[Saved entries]

────────────────────

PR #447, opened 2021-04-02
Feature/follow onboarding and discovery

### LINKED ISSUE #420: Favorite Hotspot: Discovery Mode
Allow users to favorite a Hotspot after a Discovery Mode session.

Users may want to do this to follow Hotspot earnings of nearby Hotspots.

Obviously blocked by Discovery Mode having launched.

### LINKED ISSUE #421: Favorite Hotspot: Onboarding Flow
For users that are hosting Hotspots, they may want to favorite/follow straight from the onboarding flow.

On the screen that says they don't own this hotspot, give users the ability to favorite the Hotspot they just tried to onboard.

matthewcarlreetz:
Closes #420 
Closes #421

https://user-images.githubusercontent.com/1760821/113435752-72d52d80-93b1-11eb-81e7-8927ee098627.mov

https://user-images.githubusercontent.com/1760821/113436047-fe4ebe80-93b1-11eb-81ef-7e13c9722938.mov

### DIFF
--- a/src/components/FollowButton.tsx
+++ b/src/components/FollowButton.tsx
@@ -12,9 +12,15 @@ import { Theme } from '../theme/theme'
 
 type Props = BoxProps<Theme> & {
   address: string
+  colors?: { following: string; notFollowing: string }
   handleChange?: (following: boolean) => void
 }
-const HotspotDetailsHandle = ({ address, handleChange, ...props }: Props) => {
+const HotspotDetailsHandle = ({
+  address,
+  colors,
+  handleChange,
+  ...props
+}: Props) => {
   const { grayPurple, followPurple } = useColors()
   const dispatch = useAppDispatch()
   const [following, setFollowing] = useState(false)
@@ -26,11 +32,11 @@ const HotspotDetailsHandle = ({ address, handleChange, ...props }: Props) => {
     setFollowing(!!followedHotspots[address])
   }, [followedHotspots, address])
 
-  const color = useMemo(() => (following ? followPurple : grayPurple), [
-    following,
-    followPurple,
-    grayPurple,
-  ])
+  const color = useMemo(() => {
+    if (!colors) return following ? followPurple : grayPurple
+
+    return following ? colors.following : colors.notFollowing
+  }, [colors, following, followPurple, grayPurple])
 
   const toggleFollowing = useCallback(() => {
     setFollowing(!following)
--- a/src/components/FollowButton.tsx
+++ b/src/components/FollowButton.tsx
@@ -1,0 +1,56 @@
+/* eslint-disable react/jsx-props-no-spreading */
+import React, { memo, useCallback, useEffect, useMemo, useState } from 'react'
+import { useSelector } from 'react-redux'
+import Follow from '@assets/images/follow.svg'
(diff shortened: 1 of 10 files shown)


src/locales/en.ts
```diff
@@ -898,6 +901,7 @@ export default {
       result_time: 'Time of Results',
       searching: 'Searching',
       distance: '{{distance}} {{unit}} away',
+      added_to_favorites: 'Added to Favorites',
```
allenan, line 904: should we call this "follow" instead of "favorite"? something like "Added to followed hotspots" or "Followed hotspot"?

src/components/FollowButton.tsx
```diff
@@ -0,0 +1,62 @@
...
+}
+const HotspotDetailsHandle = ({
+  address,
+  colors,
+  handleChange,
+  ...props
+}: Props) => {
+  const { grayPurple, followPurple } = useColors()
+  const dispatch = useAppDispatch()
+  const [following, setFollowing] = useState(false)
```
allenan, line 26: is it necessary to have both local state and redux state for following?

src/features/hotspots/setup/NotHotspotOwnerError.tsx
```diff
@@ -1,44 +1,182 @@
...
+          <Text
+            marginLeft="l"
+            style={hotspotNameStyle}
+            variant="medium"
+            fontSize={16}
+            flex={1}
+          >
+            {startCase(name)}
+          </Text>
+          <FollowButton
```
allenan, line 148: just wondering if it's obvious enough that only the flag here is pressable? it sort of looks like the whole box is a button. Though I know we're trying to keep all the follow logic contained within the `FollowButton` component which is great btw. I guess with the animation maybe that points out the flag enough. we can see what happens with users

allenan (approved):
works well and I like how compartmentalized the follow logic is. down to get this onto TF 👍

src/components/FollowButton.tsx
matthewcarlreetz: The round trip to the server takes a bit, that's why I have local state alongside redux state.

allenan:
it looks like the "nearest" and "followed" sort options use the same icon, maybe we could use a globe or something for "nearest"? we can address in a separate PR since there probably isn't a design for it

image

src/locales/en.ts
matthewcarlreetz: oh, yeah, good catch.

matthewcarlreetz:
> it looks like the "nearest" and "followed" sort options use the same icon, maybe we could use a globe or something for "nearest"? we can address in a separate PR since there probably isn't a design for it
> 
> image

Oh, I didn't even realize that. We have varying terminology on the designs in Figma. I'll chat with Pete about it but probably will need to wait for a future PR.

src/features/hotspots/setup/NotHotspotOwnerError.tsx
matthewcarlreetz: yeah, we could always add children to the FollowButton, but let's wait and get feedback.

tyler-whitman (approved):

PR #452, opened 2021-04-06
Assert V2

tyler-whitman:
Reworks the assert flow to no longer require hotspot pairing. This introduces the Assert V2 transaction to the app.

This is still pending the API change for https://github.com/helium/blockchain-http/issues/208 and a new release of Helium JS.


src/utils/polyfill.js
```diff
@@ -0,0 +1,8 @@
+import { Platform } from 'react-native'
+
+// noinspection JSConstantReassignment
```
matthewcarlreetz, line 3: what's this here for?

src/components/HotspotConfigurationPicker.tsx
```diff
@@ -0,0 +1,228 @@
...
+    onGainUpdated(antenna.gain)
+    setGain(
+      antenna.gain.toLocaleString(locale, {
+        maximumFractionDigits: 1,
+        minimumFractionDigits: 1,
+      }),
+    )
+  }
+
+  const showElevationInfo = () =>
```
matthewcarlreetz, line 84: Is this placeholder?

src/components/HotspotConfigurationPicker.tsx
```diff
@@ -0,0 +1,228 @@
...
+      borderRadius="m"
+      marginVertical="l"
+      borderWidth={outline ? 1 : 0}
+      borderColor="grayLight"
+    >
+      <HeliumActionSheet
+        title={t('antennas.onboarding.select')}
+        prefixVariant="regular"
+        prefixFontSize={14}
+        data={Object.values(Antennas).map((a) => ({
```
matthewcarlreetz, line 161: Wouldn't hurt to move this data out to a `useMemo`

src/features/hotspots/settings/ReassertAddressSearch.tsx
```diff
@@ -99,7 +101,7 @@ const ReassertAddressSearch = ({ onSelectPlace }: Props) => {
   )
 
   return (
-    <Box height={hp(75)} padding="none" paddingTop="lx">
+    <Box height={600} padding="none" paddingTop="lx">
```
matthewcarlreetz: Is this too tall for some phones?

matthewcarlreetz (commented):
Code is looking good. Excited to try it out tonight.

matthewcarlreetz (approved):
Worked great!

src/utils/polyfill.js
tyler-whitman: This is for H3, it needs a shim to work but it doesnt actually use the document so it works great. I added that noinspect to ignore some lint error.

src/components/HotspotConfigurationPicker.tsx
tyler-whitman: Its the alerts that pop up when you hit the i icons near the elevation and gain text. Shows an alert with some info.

────────────────────

■ **WHAT YOU NEED TO DO**:
Go through the records and report each line that contains "good".

■ **SOLUTION**:
matthewcarlreetz: oh, yeah, good catch.
Code is looking good. Excited to try it out tonight.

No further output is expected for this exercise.